**Prompt:**
Report the count of lines containing the word "doesn" in the entries below, and nothing more.

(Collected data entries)
--------------------------------

PR #211, opened 2021-02-01
Add ICAS to dynamodb-kv

cperciva:


lib/dynamodb/dynamodb_request_queue.c
```diff
@@ -170,9 +147,10 @@ logreq(struct logging_file * F, struct request * R,
 	}
 
 	/* Write to the log file. */
-	if (logging_printf(F, "|%s|%s|%d|%s|%ld|%zu|%f",
+	if (logging_printf(F, "|%s|%s|%d|%s|%ld|%zu|%f|%s",
 	    R->op, R->logstr ? R->logstr : "",
-	    status, addr, t_micros, bodylen, capacity))
+	    status, addr, t_micros, bodylen, capacity,
+	    ddberr ? ddberr : ""))
```
gperciva, line 153: If there's an error and we don't have `ddberr`, the log line will end with a `|`.  Are you sure that you don't want to print `null` or `unknown_error` or something like that?

I'm also thinking about potentially parsing such a log-file.  I imagine that most parsing tools would be fine with a 0-width value between `|\n`, but if it was something like `|null\n` then there would be no doubt.

lib/dynamodb/dynamodb_request_queue.c
```diff
@@ -243,6 +221,63 @@ extractcapacity(struct http_response * res, double * pcap)
...
+	/*
+	 * We should be pointing at the opening double-quote of a string;
+	 * move past it.
+	 */
+	if (buf[0] != '"')
+		goto bad;
+	buf++;
+
+	/* Find a '#' inside the string and move past it. */
+	while (buf[0] != '#') {
```
gperciva, line 244: It might be worth adding a comment that `json_find()` is guaranteed to return a valid string which is enlosed by `"..."`.  Otherwise this `while` statement can end up reading unallocated memory.

(For that matter, I'm surprised that clang-scan doesn't complain about this, but there's no complaints in clang 11, at least.)

lib/dynamodb/dynamodb_request_queue.c
```diff
@@ -243,6 +221,63 @@ extractcapacity(struct http_response * res, double * pcap)
...
+
+	/* The error string is everything from here to the closing '"'. */
+	for (len = 0; &buf[len] < end; len++) {
+		if (buf[len] == '"')
+			break;
+	}
+	if (&buf[len] == end)
+		goto bad;
+
+	/* Duplicate the error string. */
```
gperciva, line 259: This works, but why not use `strndup()`?

lib/dynamodb/dynamodb_request_queue.c
```diff
@@ -243,6 +221,63 @@ extractcapacity(struct http_response * res, double * pcap)
...
+		goto err0;
+	memcpy(*errstr, buf, len);
+	(*errstr)[len] = '\0';
+
+	/* Success! */
+	return (0);
+
+bad:
+	warn0("DynamoDB sent HTTP 400 response without valid error string!");
+	if ((*errstr = strdup("ErrorNotSpecified")) == NULL)
```
gperciva, line 270: ... `strdup` works here, after all?

Ah, ok, granted `strndup` was added to POSIX in 2008, whereas `strdup` was 2001.  Was that the reason?

DESIGN
```diff
@@ -170,6 +170,14 @@ ProvisionedThroughputExceededException code):
 * PUT(key, len, data):
 	Associate the provided (binary) data with the provided (string) key.
 	Return 0 for success or 1 for failure.
+* ICAS(key, len, data, len2, data2):
```
gperciva, line 173: Does this stand for "Idempotent Compare And Swap"?  It might be helpful to spell that out in the blurb.

lib/dynamodb/dynamodb_kv.c
```diff
@@ -65,6 +65,138 @@ dynamodb_kv_put(const char * table, const char * key,
...
+	 */
+	const char * s1 = "{\"TableName\":\"";
+	const char * s2 = "\",\"Item\":{\"K\":{\"S\":\"";
+	const char * s3 = "\"},\"V\":{\"B\":\"";
+	const char * s4 = "\"}},\"ConditionExpression\":\"(V=:old)OR(V=:new)\",";
+	const char * s5 = "\"ExpressionAttributeValues\":{\":old\":{\"B\":\"";
+	const char * s6 = "\"},\":new\":{\"B\":\"";
+	const char * s7 = "\"}},\"ReturnConsumedCapacity\":\"TOTAL\"}";
+	size_t slen = strlen(s1) + strlen(table) + strlen(s2) + strlen(key) +
+	    strlen(s3) + ((len2 + 2) / 3) * 4 + strlen(s4) + strlen(s5) +
```
gperciva, line 101: Umm.  I wonder if it's worth doing something like
```
#define BASE64LEN(len) (((len + 2) / 3 * 4)
```

in `b64encode.h` so that these lines could be:

```srtlen(s3) + BASE64LEN(len2) + strlen(s4) + strlen(s5) +
BASE64LEN(len) + strlen(s6) + BASE64LEN(len2) + strlen(s7)
```

Also, it might be worth adding a comment about "yes, we need to use len2 twice, because BASE64NEW appears twice in the request".

gperciva: after checking `b64encode.h`, the macro name should obviously be `b64len`, not `BASE64LEN`.

lib/dynamodb/dynamodb_request_queue.c
cperciva: Most lines will end with `|` since most lines will not have an error.  That's just fine.

lib/dynamodb/dynamodb_request_queue.c
cperciva: Oops.  Actually no, `json_find` isn't guaranteed to return a string enclosed by anything; it just looks for the start of an item.  If the buffer is truncated we'll absolutely run past the end of it.

Fix added.

lib/dynamodb/dynamodb_request_queue.c
cperciva: Because we already know the length here.  Ok, this isn't a hugely performance-critical path, but `strndup` is slower than `malloc+memcpy` when we already know how much to copy.

lib/dynamodb/dynamodb_kv.c
cperciva: Sure.  Please open a separate PR in libcperciva for adding the macro to `b64encode.h` and then (after this PR has been merged) a PR here which makes all the necessary changes (not just for the newly added ICAS and CREATE operations).

lib/proto_dynamodb_kv/proto_dynamodb_kv_client.c
```diff
@@ -194,6 +197,157 @@ proto_dynamodb_kv_request_put(struct wire_requestqueue * Q, const char * key,
...
+/**
+ * proto_dynamodb_kv_request_icas(Q, key, buf, buflen, buf2, buflen2,
+ *     callback, cookie):
+ * Send a request to change the value ${buf} (of length ${buflen}) to the value
+ * ${buf2} (of length ${buflen2}), associated with the key ${key} via the
+ * request queue ${Q}.  Invoke
+ *     ${callback}(${cookie}, status)
+ * upon request completion, where ${status} is 0 on success, 1 on failure, and
+ * 2 if the precondition failed.
+ * The values must be of length at most 256 kiB.
```
gperciva, line 209: Are you sure that you want a line break before this sentence?  I can't think of any other such linebreak in our API comments.

cperciva: Not sure at all.  Please fix.

perftests/dynamodb_kv/main.c
```diff
@@ -144,6 +144,207 @@ main(int argc, char * argv[])
 		exit(1);
 	}
 
+	/* Send (faulty) ICAS request. */
```
gperciva, line 147: Are you sure that you want to be sending faulty requests in the perftests?  I would have thought that the regular tests would be the best place for that.

cperciva: I don't think we have a regular test for `dynamodb-kv`?  I think this could be turned into one though.

cperciva: I think I might have made this a perftest simply because I didn't want to bother with automatically deciding whether the output was correct and turning it into PASSED or FAILED.

gperciva: `tests/kvlds-ddbkv` uses the binary, at least.  Granted, that doesn't provide a nice place to shove extra C code.  I was also a bit confused between `bench/` and `perftests/`.

If you want to move forward with this now and table the question of potentially moving this code into a regular test, I certainly have no objection.

cperciva: Right, but `kvlds-ddbkv` tests the entire stack, not just `dynamodb-kv`.

"perftests" just means "test code where Colin looks at the output" as opposed to "test code which runs automatically and yields success/failure".  But I don't think there's any reason why we can't automate the testing of `dynamodb-kv`.

cperciva:
Assuming you don't see any other issues here, can you tidy up the git history?  I tried and failed at git.

gperciva:
Done.  git can be sneaky... although this seemed like an easy case?  Oh well.

gperciva:
wait, I did screw this up after all.

gperciva:
Time for `git reflog` fun!  :)

gperciva:
I believe that this is ready for merging now.

PR #213, opened 2021-02-02
libcperciva import 64len

gperciva:


cperciva:
Good but I want to merge #211 first and then have this adjust those as well.

gperciva:
oh, I thought it would make more sense to update the original code, then add #211 in the new style.

cperciva:
Hmm, I guess we could do it that way.  ok.

gperciva:
Should I update #211?

PR #216, opened 2021-02-08
lbs-dynamodb concurrency

cperciva:


cperciva:
@gperciva I think this is ready to have another pair of eyes.

lbs-dynamodb/DESIGN
```diff
@@ -1,19 +1,21 @@
...
+The lbs-dynamodb block store is invoked as
 
-# kivaloo-lbs-dynamodb-kv -s <lbs socket> -t <dynamodb-kv socket>
-      -b <item size> [-1] [-p <pidfile>]
+# kivaloo-lbs-dynamodb -s <lbs socket> -t <dynamodb-kv socket>
+      -m <dynamodb-kv metadata socket> -b <item size> [-1] [-p <pidfile>]
 
 It creates a socket <lbs socket> on which it listens for incoming connections,
 accepts one at a time, and performs I/Os following the LBS protocol.  It
 stores data in Amazon DynamoDB via the kivaloo-dynamodb-kv protocol, using
```
gperciva, line 11: Do you still want the `-kv` in `kivaloo-dynamodb-kv`?

gperciva:
What would you think about me extracting a subset of these changes as separate PRs?  I already did the bulk of 5148ae3 in #218.  I'm thinking that 17c1eac, b365e7c, and possibly a few bits of other commits could be in a "fix existing files" type of PR.

lbs-dynamodb/DESIGN
cperciva: Yes, since that exposes DynamoDB in a very specific and restrictive way.

cperciva:
I'm happy to have you extract bits into other PRs.  I pulled out the bits which I thought were easily separable; "refactor readmetadata" definitely isn't since it depends on the "store metadata in a separate table" commit.

lbs-dynamodb/DESIGN
gperciva: In `lbs-dynamodb/main.c`, you did:
```
-	fprintf(stderr, "usage: kivaloo-lbs-dynamodb-kv -s <lbs socket>"
￼-	    " -t <dynamodb-kv data socket> -m <dynamodb-kv metadata socket>"
+￼	fprintf(stderr, "usage: kivaloo-lbs-dynamodb -s <lbs socket>"
+￼	    " -t <dynamodb data socket> -m <dynamodb metadata socket>"
```

so I'm guessing that the args for `-t` and `-m` shouldn't be changed?  i.e. they should still be `dynamodb-kv data socket` and `dynamodb-kv metadata socket`?

cperciva: Yes, because those are sockets to `dynamodb-kv` processes.

gperciva: ok, updated.  I cancelled the test runs because there's no point re-running them for such a small change.

lbs-dynamodb/metadata.c
```diff
@@ -316,6 +322,47 @@ metadata_nextblk_write(struct metadata * M, uint64_t nextblk,
...
+metadata_lastblk_write(struct metadata * M, uint64_t lastblk,
+    int (*callback)(void *), void * cookie)
+{
+
+	/* We shouldn't have a callback already. */
+	assert(M->M_latest.callback == NULL);
+
+	/* Record the new value and callback parameters. */
+	M->M_latest.lastblk = lastblk;
+	M->M_latest.callback = callback;
```
gperciva, line 381: At this point in the branch, there's no `callback` inside `struct mtuple`.  I see two possible fixes:

1. add a `callback_lastblk` and `cookie_lastblk` to `struct medata`, make this function an almost-copy of `metadata_nextblk_write`, and add other infrastructure as needed.  (Then revert those changes somewhere later in the branch.)
2. or, add a commit before this one which adds the `callback` to `struct mtuple` (as is done later in this branch), possibly also removes `struct metadata -> callback_nextblk` (again, as is done later), then leaves this commit unchanged.

I've gone back and forth a few times, and have half-implemented both solutions with low confidence (particularly since `make test` for this code takes 45 minutes).  At this point, I'd like to get your thoughts about the nicest solution, then focus on that.

cperciva: Oh, I guess I reordered commits in a way which broke them.  Oops.

`struct mtuple.callback` is the same thing as `callback_nextblk`.  Similarly `cookie` and `cookie_nextblk`.

If you want to make this super tidy: Add a new commit which renames `{callback, cookie}_nextblk` to `{callback, cookie}_state` -- they're used by callbacks to `state.c` and there can only be one pending at once.  Then those can move into `struct mtuple` later.

cperciva:
Everything has been merged as part of other PRs.

PR #217, opened 2021-02-08
Fix some nitpicks from clang scan-build

gperciva:


tests/kvlds/main.c
```diff
@@ -513,14 +513,14 @@ createmany(struct wire_requestqueue * Q, size_t N)
 		key = kvldskey_create(keybuf, 8);
 		if (proto_kvlds_request_set(Q, key, values[i],
 		    callback_done, NULL))
-			goto err0;
+			goto err1;
```
gperciva, line 516: This could be combined with the previous commit, but I figured that this way it was more obvious what was happening.

gperciva, line 516: Technically, if we jump to err1, we'd be leaking `key`.  But clang static-build isn't complaining about that, and this is only test code, so I'm inclined to leave it alone for now.

PR #218, opened 2021-02-08
build: run `make Makefiles`

gperciva:


gperciva:
This takes care of a bunch of changed lines from #216.

Incidentally, it made me realize that we're not compiling `crc32c_arm.c`, but I'll handle that in a separate PR since it's not at all related to #216.

cperciva:
s/-all/--all/ in commit message.

gperciva:
Updated, ready for merge.

PR #220, opened 2021-02-09
Libcperciva import

gperciva:


gperciva:
Yes, this is a small PR, because kivaloo doesn't use crypto_aesctr.  (The following PR is the sha256_sse2 stuff, and I want to leave that as a PR by itself.)

Issue #222, opened 2021-02-10
Testing dynamodb-kv


gperciva:
1) if one uses an invalid TABLE name and receives an `AccessDeniedException`, it would be helpful if the error was something other than
```
dynamodb-kv: parsenum failed on : Invalid argument
```
arising from `dynamodb-kv/capacity.c`, line 137.  I can work on printing a better message for that.

2) when creating a DybamoDB table, what should the primary key / partition key be?

cperciva:
1. Hmm, that looks like the parsing of consumed capacity is broken.

2. Partition key is 'K'.  I think I specify the requirements in the lbs-dynamodb DESIGN file.

gperciva:
Right, you did specify it there.

gperciva:
I've created a table with partition key `K`.  I'm now seeing:
```
$ TABLE=kivaloo-testing-gperciva make test
if [ -z "${HAVE_BUILD_FLAGS}" ]; then  cd ../..;  make BUILD_SUBDIR=tests/kvlds-ddbkv  BUILD_TARGET=test_kvlds buildsubdir;  else  make test_kvlds;  fi
. ./posix-flags.sh;				 . ./cpusupport-config.h;	 . ./cflags-filter.sh;				 export HAVE_BUILD_FLAGS=1;	 cd tests/kvlds-ddbkv && make test_kvlds
`test_kvlds' is up to date.
dynamodb-kv: callback_readmetadata: ResourceNotFoundException
dynamodb-kv: Error reading DynamoDB table metadata
```

Do I need to do additional setup for my table?

cperciva:
`ResourceNotFoundException` means that the table doesn't exist.  In addition to the obvious possibilities (wrong name or wrong region) it's possible that the table doesn't exist *yet* -- there's a temporary "CREATING" state before it can be used.

gperciva:
Aha, `us-east-1` vs. `us-east-2`.

gperciva:
`tests/kvlds-ddbkv/test_kvlds.sh` contains:
```
$LBS -1 -s $SOCKL -t $SOCKDDBKV -b 512
```

which produces:
```
lbs-dynamodb: DynamoDB item size is unlikely to be optimal: 512
```
, arising from that binary checking `(opt_b % 1024)`.

If we're deliberately checking a non-optimal value, I'd suggest a comment to that effect in `test_kvlds.sh`.  But I wonder if one of those numbers should be changed.

[...]

PR #224, opened 2021-02-10
Dynamodb kv error

gperciva:


gperciva:
When I try to run `make test` without setting a new `TABLE` name, I now get:

```
dynamodb-kv: callback_readmetadata: AccessDeniedException
dynamodb-kv: Error reading DynamoDB table metadata
```

which is much better than the previous message in #222, of:
```
dynamodb-kv: parsenum failed on : Invalid argument
```

gperciva:
Hmm, maybe the second commit should have the subject
```
dynamodb-kv/capacity.c: handle error in callback_readmetadata
```

I'll leave it as-is for now, in case there's other stylistic (or other) errors.

cperciva:
If we're going to expose extracterror it should move to dynamodb_request.c, not dynamodb_request_queue.c.

cperciva:
I'm not sure
```
dynamodb-kv: callback_readmetadata: AccessDeniedException
dynamodb-kv: Error reading DynamoDB table metadata
```
makes sense, since `callback_readmetadata` is unnecessarily internal.  How about changing it to `DescribeTable failed: AccessDeniedException`?

gperciva:
Updated

PR #225, opened 2021-02-10
Make it easier to run more tests

gperciva:


tests/kvlds-s3/test_kvlds.sh
```diff
@@ -10,7 +10,7 @@ TMPDIR=`pwd`/tmp
 SOCKS3=$TMPDIR/sock_s3
 SOCKL=$TMPDIR/sock_lbs
 SOCKK=$TMPDIR/sock_kvlds
-REGION=us-west-2
+REGION=${REGION:-us-west-2}
```
gperciva, line 13: I'm not certain why some REGIONs were hard-coded to `us-east-1`, while others were `us-west-2`.

cperciva: I use us-east-1 as a default, but at some point I wanted to test with a "closer" region.  I think.

BUILDING
```diff
@@ -6,6 +6,33 @@ which includes the Software Development Utilities and Threads options.  If it
...
+    ACCESS_KEY_ID=...
+    ACCESS_KEY_SECRET=...
+(with no leading spaces)
+
+- tests/s3: you must:
+  1) have a ~/.s3/aws.key file which contains the access key.
+  2) have a unique S3 bucket name in AWS.
+  3) specify the bucket name as the BUCKET environment variable.  For example,
+
+      $ BUCKET=kivaloo-test-john-smith make test
```
cperciva, line 26: Do you want to mention REGION here too?

gperciva: I considered it, but then I figured that the command line would look too ugly.

That said, I guess that we should mention REGION somewhere, so I'll do that.

gperciva:
Rebased to mention REGIONs.  I deliberately used different regions in the two examples.

PR #226, opened 2021-02-12
Fix compile on ARM

gperciva:


gperciva:
This adds `cpusupport_arm_crc32_64.c` and `crc32c_arm.c` to every `Makefile.BSD` which needs them... which is almost all of them.

PR #19, opened 2015-09-30
Replace the terminal window's statusline in NeoVim

tweekmonster:
Thought this looked nicer in NeoVim and gives it a more distinguished separation.

Before

After

### DIFF
--- a/plugin/fzf.vim
+++ b/plugin/fzf.vim
@@ -76,6 +76,35 @@ function! fzf#complete(...)
   return call('fzf#vim#complete', a:000)
 endfunction
 
+if has('nvim') && get(g:, 'fzf_nvim_statusline', 1)
+  function! s:fzf_restore_colors()
+    if $TERM !~ "256color"
+      highlight fzf1 ctermfg=1 ctermbg=8
+      highlight fzf2 ctermfg=2 ctermbg=8
+      highlight fzf3 ctermfg=7 ctermbg=8
+    else
+      highlight fzf1 ctermfg=161 ctermbg=238
+      highlight fzf2 ctermfg=151 ctermbg=238
+      highlight fzf3 ctermfg=252 ctermbg=238
+    endif
+  endfunction
+
+  function! s:fzf_nvim_term()
+    if get(w:, 'airline_active', 0)
+      let w:airline_disabled = 1
+    endif
+
+    setlocal nospell
+    setlocal statusline=%#fzf1#\ >\ %#fzf2#fz%#fzf3#f
+  endfunction
+
+  augroup fzf_statusline
+    autocmd!
+    autocmd TermOpen *bin/fzf* call s:fzf_nvim_term() | autocmd WinEnter <buffer> call s:fzf_nvim_term()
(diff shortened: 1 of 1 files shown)


junegunn:
Looks pretty, thanks :)

I have some comments:
- Colors are lost when I change color scheme. `highlight` statements probably should be inside the function
- Do we need `BufLeave`? `WinEnter` alone works for me. Am I missing something?
- (I was also wondering if we should consider non-256-color terminals or GUI version of neovim that will appear in the future. I guess it's not really necessary. Text still visible even when TERM is not set to 256-color.)

plugin/fzf.vim
```diff
@@ -76,6 +76,26 @@ function! fzf#complete(...)
...
+  highlight fzf2 ctermfg=157 ctermbg=238
+  highlight fzf3 ctermfg=252 ctermbg=238
+
+  function! s:fzf_nvim_term()
+    if get(w:, 'airline_active', 0)
+      let w:airline_disabled = 1
+    endif
+
+    setlocal nospell
+    exec "setlocal statusline=%#fzf1#%{'\\ \\ \\>\\ '}%#fzf2#%{'fz'}%#fzf3#%{'f'}"
```
junegunn: `exec` is unnecessary; `setlocal statusline=%#fzf1#%{'\ \ \>\ '}%#fzf2#%{'fz'}%#fzf3#%{'f'}` seems to work just fine.

plugin/fzf.vim
```diff
@@ -76,6 +76,26 @@ function! fzf#complete(...)
   return call('fzf#vim#complete', a:000)
 endfunction
 
+if has('nvim') && get(g:, 'fzf_nvim_statusline', 1)
+  highlight fzf1 ctermfg=162 ctermbg=238
+  highlight fzf2 ctermfg=157 ctermbg=238
```
junegunn: The default colors used by fzf are actually 161 and 151.

plugin/fzf.vim
tweekmonster: Oof, thanks!  I was up late and exec was the final form that "just worked"

tweekmonster:
> Colors are lost when I change color scheme. highlight statements probably should be inside the function

I put the highlights in their own function that's ran on VimEnter,ColorScheme

> Do we need BufLeave? WinEnter alone works for me. Am I missing something?

I removed it.  It was a late night and it seemed to cover airline being persistent despite w:airline_disabled being set.

> (I was also wondering if we should consider non-256-color terminals or GUI version of neovim that will appear in the future. I guess it's not really necessary. Text still visible even when TERM is not set to 256-color.)

I put in alternate colors.  I would've used t_Co, but I think NeoVim hardcodes it to 256 regardless of what $TERM is set to.

junegunn:
Looks good to me! Just one more thing: it looks like we can further simplify &statusline as follows

```vim
setlocal statusline=%#fzf1#\ >\ %#fzf2#fz%#fzf3#f
```

Can you update the code and squash the commits into one?

tweekmonster:
Done.  Thanks!

junegunn:
:+1:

--------------------------------

**Solution below:**
4